The call didn’t last long—just enough time for her to lay out next steps and for me to nod furiously into thin air, forgetting she couldn’t see me. When it ended, I stood in the middle of the café kitchen, staring at my reflection in the coffee pot. Did that just happen? Was this real life?

Narrator voice: It was.


The Things That Happen When You Answer

I spent the next few weeks in a whirling mix of excitement and chaos, a lot like running barefoot across hot sand—you’re thrilled to be moving forward, but also half-certain you’re going to wipe out spectacularly.

The “next steps” involved edits, contracts, and sending off more acknowledgments than a “Best Actress” speech. And let me tell you: living in Myrtle Beach while working with a Manhattan publisher is the kind of cultural collision they’d name a cocktail after. (Hint: it’d be equal parts rum and Red Bull.)

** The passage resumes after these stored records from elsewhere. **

PR #409, opened 2019-12-08
Fix buttons in Up/Donwload tab

frank-weinberg:
At some point during the lifetime of the screen the templates for new
items would break, causing items added later to not have proper download
and remove buttons. (Stopping and restarting the backend seems to
reliably cause this, but there are definitley other ways.) By adding the
elements that get lost after cloning, the buttons will reliably be as intended.

Also remove some dead code.


brian-brazil:
I recall coming across something weird here, but didn't get around to debugging.

PR #411, opened 2019-12-09
Add indicators for unserved/serving.

### LINKED ISSUE #410: Check screen usability for color blind users
Last weekend I had a PLT who had a very hard time noticin the light blue highlight on the shaded rows of the PLT screen. This caused problems as the source of skaters not being reset to the bench was unclear.

brian-brazil:
The current colours don't work for those who are red/green
colourblind, so add a symbol which should work for everyone.

Fixes #410

### DIFF
--- a/html/components/plt-input.css
+++ b/html/components/plt-input.css
@@ -56,6 +56,12 @@ body:not(.AllowSelect) .PLT {
 
 .PLT.Team .Unserved { background-color: #0FF; }
 .PLT.Team .Serving { background-color: #70ff70; }
+.PLT.Team .Penalty .Sitting, .PLT.Team .Penalty .Box { position: relative;}
+.PLT.Team .Penalty .Sitting::before, .PLT.Team .Penalty .Box::before {
+    font-weight: normal; position: absolute; left: .2em; top: .15em;
+ }
+.PLT.Team .Penalty .Sitting.Unserved::before, .PLT.Team .Penalty .Box.Unserved::before { content: "!"; }
+.PLT.Team .Penalty .Sitting.inBox::before, .PLT.Team .Penalty .Box.Serving::before { content: "\203E" /* overline */; }
 .PLT.Team .OnTrack:not(.Advance) { background-color: #70ff70; }
 .PLT.Team tr[role='Pivot'] .OnTrack:not(.Advance) { background-color: #00ee00; }
 .PLT.Team tr[role='Jammer'] .OnTrack:not(.Advance) { background-color: #00cc00; }


frank-weinberg:
I don't like the new placement. The symbols are almost hiding in the border now.
Also there is more room in the Penalty field than the Jam field.
My suggestion: Top: 0, left: .15em, size at 100%,  underscore instead of en-dash - that works better in terms of size and transitions nicely into the period.

brian-brazil:
> I don't like the new placement. The symbols are almost hiding in the border now.

IWB would always have the dot in the bottom right, and that means then having it in the 2nd row so it'll like up on the ePLT.

I think we'd also want to keep the dot unobtrusive if you're doing ePT only.

> underscore instead of en-dash

Problem with the underscore is that if we're in on the bottom it merges with the border. An endash is about the same width as an underscore. a hyphen would be too difficult to see/distinguish from a full stop. It's all the same with a little css.

frank-weinberg:
>IWB would always have the dot in the bottom right

No. "underneath the penalty code" as per Standard procedures (though I've seen it on all sides of the letter). And while I don't think underneath is reasonable for our display, it's associated with the code, not the jam, so having it in the code field is appropriate.

> I think we'd also want to keep the dot unobtrusive

But we should keep it visible. And tucked into the corner as it currently is, it isn't really visible.

brian-brazil:
> "underneath the penalty code"

Under and to the right is underneath, though IWB is much rarer today.

> it's associated with the code, not the jam

The information we have here associated with the penalty, neither the code or jam.

> And tucked into the corner as it currently is, it isn't really visible.

It's going to be in some corner.

frank-weinberg:
>Under and to the right is underneath

OED disagrees: https://www.lexico.com/en/definition/underneath

> It's going to be in some corner.

If the character is at the top, the actual dot will bewell away from the corner. and if additionally spacing to the side is slightly incresed, the characters will actually be separated from the border on smaller screens.

brian-brazil:
I realised overnight that we shouldn't have the dot at all. It's a holdover from paperwork, that isn't needed electronically (just like for SBO we don't show a dot for trips once we have a score). It'd also be confusing on the eIWB views in the common case where Assume Penalties Served is enabled as there's only ePT.

So we can do top-left then, as it's not quite a IWB-y. Adjusted accordingly, with an overline rather than an underscore.

frank-weinberg:
I'd still put the left margin at .2em to clearly separate the ! from the border. It's supposed to support a highlight after all. (And if we use the .1em from the top for both symbols, the ! will be horizontally  aligned with the penalty code while still fitting atop the 'Box'.)

brian-brazil:
Changed, .15em from top looks a little better to me (and happens to align with the code on my screen, .2 is slightly below).

> It's supposed to support a highlight after all.

There is no highlight on this. I removed them as it looked weird.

At first, I wanted to clean up my story. Make it polished. Make it perfect. Maybe leave out the sass and the boardwalk stories in favor of something… sophisticated. Something New York-y. But then, during a long beach walk one evening, I had a thought: Why did they call me?

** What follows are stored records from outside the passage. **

PR #412, opened 2019-12-09
Update Jammer name on jam start

frank-weinberg:
This fixes a problem where Jammer names would sometimes not be
displayed.

### DIFF
--- a/html/views/overlay/index.html
+++ b/html/views/overlay/index.html
@@ -32,24 +32,25 @@
 					</div>
 					<div class="JammerWrapper">
 						<div class="JammerBox ShowInJam Clock ColourTeam1">
-							<div class="JammerName VerticalCenter Box" sbDisplay="DisplayLead,StarPass,Position(Jammer),Position(Pivot),Skater" sbModify="jammer"></div>
+							<div class="JammerName VerticalCenter Box" sbDisplay="DisplayLead,StarPass,Position(Jammer).Name,Position(Pivot).Name,/ScoreBoard.InJam" sbModify="jammer"></div>
 						</div>
 					</div>
-					</div>
-					<div class="Team2" sbContext="Team(2)">
-						<div class="Team Row Wrapper barBackgroundBottom">
-							<div class="Indicator ColourTeam2 Box">&nbsp;</div>
-							<div class="Name Box" sbDisplay="AlternateName(overlay),Name"></div>
-							<div class="Score Box" sbDisplay="Score"></div>
-							<div class="Mini Box"><div class="JamScore" sbDisplay="JamScore"></div><div class="LeadJammer Lead">&#9733;</div></div>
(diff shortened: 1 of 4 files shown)


html/views/overlay/index.html
```diff
@@ -32,24 +32,25 @@
 					</div>
 					<div class="JammerWrapper">
 						<div class="JammerBox ShowInJam Clock ColourTeam1">
-							<div class="JammerName VerticalCenter Box" sbDisplay="DisplayLead,StarPass,Position(Jammer),Position(Pivot),Skater" sbModify="jammer"></div>
+							<div class="JammerName VerticalCenter Box" sbDisplay="DisplayLead,StarPass,Position(Jammer).Name,Position(Pivot).Name,/ScoreBoard.InJam" sbModify="jammer"></div>
```
brian-brazil, line 35: Why the /  ?

frank-weinberg: To indicate that this should not be prefixed with the sbContext

brian-brazil: Ah, github had hidden that diff.  A . might be more obvious, and it's how DNS does it.

frank-weinberg: Using a . to indicate that this will not take the prefix which ends in a . feels unintuitive to me.
(I did consider prefixing everything that takes the prefix with a . but figured that would be an unnecessary breaking change).

brian-brazil: At this point I'm wondering if we should keep using sbDisplay/sbModify here. At some point doing things via WS.Register is going to be clearer.

frank-weinberg: Given that the entire screen is done that way, I'd keep it.

brian-brazil: It's stretching the feature more and more though, and not all of that screen is done that way. It's also only this screen and the overlay hiding extensive business logic behind sbModify rather than its own associated .js file. It's one thing to do simple number conversion, but I think we're well beyond that at this point.

frank-weinberg: sbModify is just calling functions from the associated js files. (That common functions have been factored into common.js is independent of sbModify.)

brian-brazil: I'm not liking the scope creep here, I was already find this way of doing things with sbModify to be a bit inconsistent and unintuitive and this change pushes it further in this direction.

brian-brazil: The other thing is that we already have CSS stuff to cover what should be shown when certain clocks are running, so we could rely on that rather than adding a new way to get it.

brian-brazil: Ugh, the CSS doesn't quite cover it currently. I had a reworking in mind for `clockRunner` to make this all saner (make Lineup the default clock) but it was too high risk coming up to 4.0.0.

I can clean this all up later.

They didn’t want a polished, out-of-character version of me. They wanted my scraps, my sandy metaphors, my wild, heartfelt mess. If this wasn’t a sign to own my voice and my quirks, I didn’t know what was.


Life Lessons I Didn’t Realize I Was Learning

Here’s what I learned from that unforgettable call and the ride that followed—lessons that have carried me through life, love, and late-night existential crises:

  1. Trust your instincts.
    Whether it’s answering an unexpected phone call or deciding to stay true to your weird, delightful self, that little inner nudge knows more than you think. Trust it.

  2. Show up, even when it’s scary.
    Sending off that manuscript felt like flinging my diary into the ocean. It was terrifying, but if I hadn’t done it, that call would’ve never come. The same goes for showing up in relationships—vulnerability is scary, but it’s also the good stuff.

  3. Find joy in the uncertainty.
    Much like that “Are they into me, or not?” stage of dating, life rarely gives you clear answers when you want them. Lean into the unknown. It keeps us alive.

  4. Stay grounded in your roots.
    Trying to “fix” myself into something I wasn’t felt like wearing a scratchy sweater in August—all it did was make me uncomfortable. Whoever you are, own it. Someone out there wants exactly what you’ve got.

  5. Pick up the call.
    Whether it’s a literal phone call (potential spam risks and all) or just an opportunity presenting itself in an unexpected way, pick it up. You never know where it might lead.


From Flirt to Familiar: A Full-Circle Moment

Here’s the truth I always come back to: life and relationships aren’t so different. Both are part grand adventure, part chaotic guessing game, and entirely worth the effort. The call that changed my career? It taught me to embrace the messy, unpredictable middle. The part where you’re unsure but still full of hope.

It’s like flirting—it’s rarely perfect, often a little awkward, and half the charm lies in just going for it. And isn’t that true about all the big moments? Whether it’s confessing your feelings to someone or answering a phone call that feels too good to be true, it all starts with saying yes to possibility.